Millennials also tend to be less offended by native advertising compared to older consumers. Years ago, when editorial content was non-sponsored and ads were clearly ads, consumers felt tricked when brands slipped messaging into magazine articles or TV shows. The highly popular website BuzzFeed, which offers news and entertainment mixed with brand information, has been a key driver in tearing down the wall between editorial content and brand advertising. In fact, BuzzFeed is built off of advertiser-supported content with a stated goal of making the brand a part of the editorial content and consumer conversation.

In the beauty arena, millennials embrace lists of the ‘best’ brands to address a particular beauty concern and lists that suggest what products will make great gifts. In a 2015 Reuters survey, many millennials said that they feel more positively about brands that use native advertising than brands that don’t.

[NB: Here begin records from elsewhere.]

PR #715, opened 2021-12-21
fix address sanitizers on clang problem

xiefangqi:
Fix https://github.com/google/sentencepiece/issues/714


xiefangqi:
@taku910 Could you help to merge this commit?

xiefangqi:
@kashif @mattn @kant @danieldk Anyone could help to merge this patch？

PR #850, opened 2026-06-15
feat: B01 grid-layer decomposition + Q10 vector overlay decoding

tubededentifrice:
## Summary

Splits out the standalone, low-level map-parsing primitives from #848 so they can be reviewed in parallel, without waiting on #846 and #847. Both modules are pure transforms with **no dependencies on the rest of the package**, and their tests build all inputs inline (no binary fixtures).

This is branched directly off `main` — independent of #846/#847/#848. Once it merges, #848 rebases on top and shrinks to the parts that genuinely depend on the Q10 map parser (calibration wiring, parser integration, CLI, Q7 reuse).

## Changes

- `roborock/map/b01_grid_layers.py` — device-agnostic occupancy-grid decomposition: split a grid into background / wall / per-room floor layers (via a caller-supplied `classify` callable), render any class or room as a transparent RGBA PNG, and fit a `GridCalibration` (resolution / origin / y-sign) from a known path with `solve_calibration()`.
- `roborock/map/b01_q10_overlays.py` — decode Q10 restricted-zone blobs into no-go, no-mop, and virtual-wall overlays.

## Testing

- `uv run pytest tests/map/test_b01_grid_layers.py tests/map/test_b01_q10_overlays.py` — 12 passed
- `uv run pre-commit run --files ...` — ruff format, ruff, mypy all pass

### DIFF
--- a/roborock/map/b01_grid_layers.py
+++ b/roborock/map/b01_grid_layers.py
@@ -1,0 +1,253 @@
+"""Device-agnostic decomposition of a B01 occupancy grid into map layers.
+
+Both the Q10 (custom binary) and Q7 (SCMap protobuf) deliver their map as a
+single-byte-per-cell occupancy grid where the cell *value* encodes a semantic
+class (background / wall / per-room floor / ...). This module turns such a grid
+into separable **layers** a frontend can stack, without knowing the device's
+specific value encoding -- the caller supplies a ``classifier`` mapping a cell
+value to a class name, plus the room metadata.
+
+Coordinates here are **grid-pixel** space (origin top-left of the raw grid, before
+any rendering flip/scale). Vector overlays in world/robot coordinates (path,
+zones, ...) are placed into this same space by the device's calibration.
+"""
+
+import io
+from collections.abc import Callable, Iterable
+from dataclasses import dataclass, field
+from math import ceil
+
+from PIL import Image
+
+# Canonical layer class names. Devices map their raw cell values onto these.
+LAYER_BACKGROUND = "background"
+LAYER_WALL = "wall"
+LAYER_FLOOR = "floor"
+LAYER_UNKNOWN = "unknown"
+
+_PNG = "PNG"
+
+
+@dataclass
+class RoomLayer:
+    """A single room (segment) and where its pixels sit in the grid."""
+
+    id: int
+    name: str
+    pixel_value: int
+    pixel_count: int
+    bbox: tuple[int, int, int, int]
+    """Inclusive ``(min_x, min_y, max_x, max_y)`` bounding box in grid pixels."""
+
+    @property
+    def center(self) -> tuple[float, float]:
+        """Center of the bounding box in grid-pixel space (for label placement)."""
+        min_x, min_y, max_x, max_y = self.bbox
+        return ((min_x + max_x) / 2, (min_y + max_y) / 2)
+
+
+@dataclass
+class GridLayers:
+    """Separable layers decomposed from a single occupancy grid.
+
+    Holds a reference to the raw ``grid`` plus the classifier, and renders any
+    layer to a transparent RGBA PNG on demand (so we don't eagerly build a mask
+    per room). ``class_counts`` reports how many cells fall in each class.
+    """
+
+    width: int
+    height: int
+    grid: bytes
+    rooms: list[RoomLayer]
+    classifier: Callable[[int], str]
+    class_counts: dict[str, int] = field(default_factory=dict)
+    flip: bool = True
+    """Whether display rendering flips the grid top-to-bottom. Devices whose grid
+    is stored bottom-up (V1/Q7 convention) flip; the Q10 grid is stored top-down,
+    so it does not. Used as the default for the ``render_*`` methods so every
+    layer matches the device's composited map orientation."""
+
+    def cell_class(self, value: int) -> str:
+        """Classify a single raw cell value into a canonical layer name."""
+        return self.classifier(value)
+
+    def render_mask(
+        self,
+        predicate: Callable[[int], bool],
+        color: tuple[int, int, int, int],
+        *,
+        scale: int = 1,
+        flip: bool | None = None,
+    ) -> bytes:
+        """Render cells matching ``predicate`` as ``color`` over transparency.
+
+        ``flip`` applies the same top-to-bottom flip the composited map uses so
+        layers line up pixel-for-pixel (defaults to the device's :attr:`flip`);
+        ``scale`` nearest-neighbour upsamples.
+        """
+        if flip is None:
+            flip = self.flip
+        transparent = (0, 0, 0, 0)
+        px = bytearray()
+        for value in self.grid:
+            px.extend(color if predicate(value) else transparent)
+        img = Image.frombytes("RGBA", (self.width, self.height), bytes(px))
+        if flip:
+            img = img.transpose(Image.Transpose.FLIP_TOP_BOTTOM)
+        if scale > 1:
+            img = img.resize((self.width * scale, self.height * scale), Image.Resampling.NEAREST)
+        buf = io.BytesIO()
+        img.save(buf, format=_PNG)
+        return buf.getvalue()
+
+    def render_class(
+        self, layer: str, color: tuple[int, int, int, int], *, scale: int = 1, flip: bool | None = None
+    ) -> bytes:
+        """Render a whole class layer (e.g. ``"wall"``) to an RGBA PNG."""
+        return self.render_mask(lambda v: self.classifier(v) == layer, color, scale=scale, flip=flip)
+
+    def render_room(
+        self, room_id: int, color: tuple[int, int, int, int], *, scale: int = 1, flip: bool | None = None
+    ) -> bytes:
+        """Render a single room's pixels to an RGBA PNG."""
+        room = next((r for r in self.rooms if r.id == room_id), None)
+        if room is None:
+            raise KeyError(f"No room with id {room_id}")
+        target = room.pixel_value
+        return self.render_mask(lambda v: v == target, color, scale=scale, flip=flip)
+
+
+@dataclass
+class GridCalibration:
+    """Affine transform between device world coordinates and grid pixels.
+
+    ``resolution`` is world-units per pixel. The Y axis is flipped between world
+    and grid space via ``y_sign`` (devices typically have world-Y increasing
+    upward while the grid's Y increases downward).
+    """
+
+    resolution: float
+    origin_x: float
+    origin_y: float
+    y_sign: int = 1
+
+    def world_to_pixel(self, x: float, y: float) -> tuple[float, float]:
+        """Map a world ``(x, y)`` to grid-pixel ``(px, py)``."""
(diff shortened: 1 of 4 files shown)


andrewlyeats:
Thanks for decomposing the B01 grid and overlays.

One data point in case it helps, on the **no-mop** type. On our Q10 (`roborock.vacuum.ss07`, firmware `03.11.24`) we consistently read back, from the restricted-zone DP (`RESTRICTED_ZONE_UP`):

- `0x00` → **no-go** (matches yours)
- `0x02` → **no-mop**
- `0x03` → **door-threshold** (the thin rectangle you draw across a doorway in the app)

i.e. drawing a "no-mop" area in the app and reading the DP back gives type byte `0x02`, while the door-threshold rectangle gives `0x03`.

(For us, virtual walls read back through a separate DP, `VIRTUAL_WALL_UP` (57); in this restricted-zone DP we've only observed these three types. ioBroker splits walls out the same way.)

This lines up with ioBroker's Q10 parser, which decodes the restricted-zone payload as `areaType` `2 → mop`, `3 → threshold`, otherwise `forbid` (no-go), and handles virtual walls separately as type `1`: [`parseQ10RestrictedZoneDpPayload`](https://github.com/copystring/ioBroker.roborock/blob/435e80cf148fb929fdbed709a2113abd42d8112f/src/lib/map/q10/Q10YxMapParser.ts#L1281-L1289).

Since this PR currently treats `3` as no-mop (`ZONE_TYPE_NO_MOP = 3`), I wanted to flag the possible overlap with the threshold type — could the `3` you observed have come from a door-threshold zone, or might this be a firmware/region variant? Happy to share our raw read-backs (zone drawn → DP echoed) or to test a specific case if that would help pin it down.

tubededentifrice:
Thanks @andrewlyeats — you're right, and I've corrected it in aa321fd (credited in the commit and code comments).

I verified your read-back against the ioBroker roborock adapter's `parseQ10RestrictedZoneDpPayload`, which decodes the restricted-zone DP exactly as you describe:

```
areaType === 2 ? "mop" : areaType === 3 ? "threshold" : "forbid"
```

with virtual walls handled separately as `areaType: 1`. That matches your ss07 (fw 03.11.24) read-backs (`0x02` → no-mop, `0x03` → door-threshold), so the `3` I originally observed was indeed a door-threshold rectangle, not a no-mop area.

Fix:
- `ZONE_TYPE_NO_MOP = 2` (was `3`)
- added `ZONE_TYPE_THRESHOLD = 3` and `ZONE_TYPE_VIRTUAL_WALL = 1`
- anything else (incl. `0`) stays no-go; the raw value is still preserved on `Q10Zone.type`

Added a test asserting the constant values and one that a no-mop (2) and a door-threshold (3) zone keep distinct types. The overlay-routing consumer in the stacked map-layers PR imports `ZONE_TYPE_NO_MOP` from here, so it picks up the corrected value automatically (and threshold zones will no longer be miscolored as no-mop).

I'll still gladly take your raw `zone drawn → DP echoed` samples to add as fixtures — particularly a real threshold and a real no-mop blob — if you're up for sharing them. Thanks for catching this. 🙏

allenporter (approved):

allenporter:
Thank you @tubededentifrice 👍🏼 👍🏼 👍🏼

andrewlyeats:
Thanks @tubededentifrice — glad it helped, and thanks for the credit.

**How these were produced:** each blob below is the device's own `RESTRICTED_ZONE_UP` (DP 55) report, read from our MQTT client right after drawing the zone(s) in the official Roborock app — so an *app draw* is what provoked each one, and the base64 is exactly what the device sent, unprocessed. With nothing drawn, DP 55 reads `AQAA` (`01 00 00`, count 0). It also goes the other way: a zone written to `RESTRICTED_ZONE` (DP 54) comes back on the DP-55 report, and our codec re-encodes every blob here byte-for-byte (`encode(parse(b)) == b`).

**Where these sit in the protocol:** they're B01 data-points on the cloud-MQTT channel. The blobs above were issued by the device as its `dpRestrictedZoneUp` (55) report (`_UP` = the device→app direction); virtual walls and zoned-clean areas report the same way on `dpVirtualWallUp` (57) and `dpZonedUp` (59). The matching writes are the even code one lower — `dpRestrictedZone` (54) / `dpVirtualWall` (56) / `dpZoned` (58) — sent wrapped in `dpCommon` (101), e.g. `{"dps": {"101": {"54": "<base64>"}}}` (the same string-key COMMON envelope your #846 settings writers use). So it's an **even = write / odd = `_UP` report** pairing.

The base64 is verbatim; the hex is an annotated breakdown of those same bytes (separators, decoded `(x, y)`, and the 20-byte zero pad shown as `<20B pad>`). Layout: `[0x01 version][count : u8]`, then per zone a fixed **38-byte slot** `[type : u8][nverts : u8 = 0x04]` + `4 × (x, y) BE int16` + `20-byte zero pad`. Coords are ~5 mm units in the same world frame as the cleaning path — so they place onto the grid through the same `GridCalibration` you're building.

**1 — drew one threshold (the app's "Set Threshold" tool, type `0x03`)**
```
base64: AQEDBACD/9sAtACrAMoApgCZ/9YAAAAAAAAAAAAAAAAAAAAAAAAAAA==
hex   : 01 01 | 03 04 | 0083 ffdb 00b4 00ab 00ca 00a6 0099 ffd6 | <20B pad>
        version=01 count=01 | type=03 nverts=04 | (131,-37)(180,171)(202,166)(153,-42)
```

**2 — drew a No-mop Zone + a Set Threshold (types `0x02` then `0x03`, count = 2)** — the real **no-mop** you asked for, and it shows the `count` byte + the fixed 38-byte stride between slots:
```
base64: AQICBP1//Sr+SP0q/kj8Yv1//GIAAAAAAAAAAAAAAAAAAAAAAAAAAAMEAIP/3AC0AKsAyQClAJj/1gAAAAAAAAAAAAAAAAAAAAAAAAAA
hex   : 01 02
        | 02 04 fd7f fd2a fe48 fd2a fe48 fc62 fd7f fc62 <20B pad>   ← type=02 no-mop    (-641,-726)(-440,-726)(-440,-926)(-641,-926)
        | 03 04 0083 ffdc 00b4 00ab 00c9 00a5 0098 ffd6 <20B pad>   ← type=03 threshold (131,-36)(180,171)(201,165)(152,-42)
```

**3 — drew a No-Go Zone + a No-mop Zone (types `0x00` then `0x02`, count = 2)** — adds the no-go (`0x00`) ground truth:
```
base64: AQIABADH/6cBM/+nATP+WwDH/lsAAAAAAAAAAAAAAAAAAAAAAAAAAAIEASr+GwHy/hsB8v1TASr9UwAAAAAAAAAAAAAAAAAAAAAAAAAA
hex   : 01 02
        | 00 04 00c7 ffa7 0133 ffa7 0133 fe5b 00c7 fe5b <20B pad>   ← type=00 no-go   (199,-89)(307,-89)(307,-421)(199,-421)
        | 02 04 012a fe1b 01f2 fe1b 01f2 fd53 012a fd53 <20B pad>   ← type=02 no-mop  (298,-485)(498,-485)(498,-685)(298,-685)
```

These decode cleanly through `parse_zone_blob`, so they should drop straight in as fixtures for the zone overlays in #848. For cross-reference against the app's own map-edit tools (we drew each and confirmed the echo): **No-Go Zone → `0x00`**, **No-mop Zone → `0x02`**, **Set Threshold → `0x03`** — all three are the *same* `RESTRICTED_ZONE` DP (54/55), even though the app presents "Set Threshold" as its own tool. The app's **Invisible Wall** is the separate `VIRTUAL_WALL` DP (56/57) below, and **Carpet** is a different DP again (`CARPET_UP`, JSON, not this binary scheme). (Matches ioBroker's `areaType` 2 → mop / 3 → threshold.)

**One heads-up that matters for #848:** `parse_zone_blob`'s docstring lists `VIRTUAL_WALL_UP` (DP 57) among the blobs it handles — but on our ss07, **virtual walls (the app's "Invisible Wall") use a different shape and coordinate order**, so a DP-57 blob won't parse through it correctly. DP 57 is `[count : u8]` (no version byte, no per-record `type`/pad) then, per wall, **two `(y, x)` int16 points** — `(y, x)`, not `(x, y)`. Provenance: drew one wall in the app, read back from DP 57:
```
base64: Aflu+cX87PoO          (= 01 | f96e f9c5 fcec fa0e)
                              count=01 | wall (y=-1682, x=-1595) -> (y=-788, x=-1522)
```
Fed to `parse_zone_blob`, the leading `01` is taken as a version and the next byte (`0xf9`, a coordinate) as a count of 249 records, so the blob mis-frames. Walls just need their own small decode: `[count]`, then 8-byte `(y1, x1, y2, x2)` records. An empty wall list is `AA==` (`00`).

Two more in the same family, FWIW: zoned-clean rectangles ride `ZONED_UP` (DP 59) — same `[version][count] + [type=0x01][nverts][4×(x,y)] + pad` scheme as the restricted zones above; and all of these are writable, in case writers ever come up — we set zones/walls back through the string-key `COMMON(101)` envelope (e.g. `{"101":{"54": <blob>}}`) and the device echoes them on the `_UP` report, round-trip-verified.

If our working decode is handy as a reference (sometimes clearer than prose), it all ships in `decode_map.py` (v0.1.3): the virtual-wall `(y, x)` parse/encode is [L418–449](https://github.com/andrewlyeats/roborock-q10-cli/blob/v0.1.3/decode_map.py#L418-L449), the slot-aware restricted-zone parse/encode (the 38-byte stride walk) is [L499–538](https://github.com/andrewlyeats/roborock-q10-cli/blob/v0.1.3/decode_map.py#L499-L538), and `parse_carpets` (the carpet JSON) is just below.

Thanks again — happy to capture more (a specific type, more vertices, an empty → set → clear sequence, …) if it'd help.

andrewlyeats:
Two coordinate follow-ups — including a correction to myself. As far as I can tell none of this affected the merge (`parse_zone_blob` looks unwired so far), so I'm flagging it for completeness before the overlays get used — and it's all scoped to what we see on our one ss07, so treat it as a data point rather than a general rule.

For the millennial woman, the reputation of the publisher or entertainment outlet can cast a halo onto a brand, serving to elevate the image of the brand. Of course, this benefit-by-association value only builds the brand when the fit between brand and editorial is solid. As such, advertisers who make native advertising a strong part of their marketing mix must be careful not to dilute the brand image by associating with the wrong partners.

Reach, Engage, Persuade

The challenges presented to today’s marketers by the ever changing world of advertising are significant. Marketers must wrestle with topics that include developing the algorithms that enable strong programmatic and location-based buying as well as management of brands so that the brand image doesn’t become diminished due to non-strategic native advertising. This is compounded further by the increased time and attention that is required by the marketers who are handling this increasingly complex set of tasks.

However, given the great fit between millennials and these new marketing tactics—and consumers’ propensity to reward the brands that utilize them—the opportunities are strong for advertisers to embrace new marketing to reach, engage and persuade this important group of beauty product consumers.

Jeri Smith is President/CEO of Communicus, a research-based advertising consultancy that specializes in isolating the impact of advertising and integrated communications campaigns on brands. Smith has focused her career on helping clients more intimately understand how their advertising is working, having spent over 20 years at Communicus and another 15 years at DDB, leading Consumer Research, Planning and Marketing Information Services units.